Solved – How to calculate mutual information between a feature and target variable

descriptive statisticsmutual information

Mutual information measures how much information the distribution of one variable provides about the distribution of another variable.

In my case, I have samples of a feature variable $X \in \mathbb{R}$ and a target variable $Y \in \mathbb{R}$. This is different from the usual pairing of categorical variables (i.e. class labels) $(Y_{true}, Y_{predicted})$ you can find in statistical packages.

My current approach is:

  1. Standardize $X$ and $Y$ to have $0$ mean and unit variance so they are more or less on the same scale.
  2. Make a contingency table from the variables. Basically, create a discrete grid of bins and count how many pairs $(x \sim X, y \sim Y)$ occur in each space. Like a 2D histogram.
  3. Normalize the table so it all sums to $1$. This would approximate the joint distribution $P(X,Y)$.
  4. Use this to compute mutual information.

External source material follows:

PR #285, opened 2020-04-09
OSD-3193 Create SSS for cluster-admin Rolebinding

rogbas:
Create SelectorSyncSet for cluster-admin rolebinding for clusters with CD labelled as `api.openshift.com/cluster-admin: "true"`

Is this approach theoretically sound? If so, how is the size of bins chosen? Is there a need for standardizing $X, Y$ in the first place?

Best Answer

The mutual information between two continuous random variables $X$ and $Y$ is defined as the following double integral over the domains $\mathcal {X}$ and $\mathcal {Y}$: $$ {\displaystyle \operatorname {I} (X;Y)=\int _{\mathcal {Y}}\int _{\mathcal {X}}{p(x,y)\log {\left({\frac {p(x,y)}{p(x)\,p(y)}}\right)}}\;dx\,dy,} $$

The most straightforward way to estimate the mutual information is to use binning to estimate the integral, which essentially converts continuous variables into discrete variables for which the approach you outlined above can be used.

Alternatively, k-nearest neighbor distances can be used to estimate the Shannon entropy terms. This is for instance the approach that's used in scikit-learn and was proposed in A. Kraskov, H. Stogbauer and P. Grassberger, "Estimating mutual information". Phys. Rev. E 69, 2004.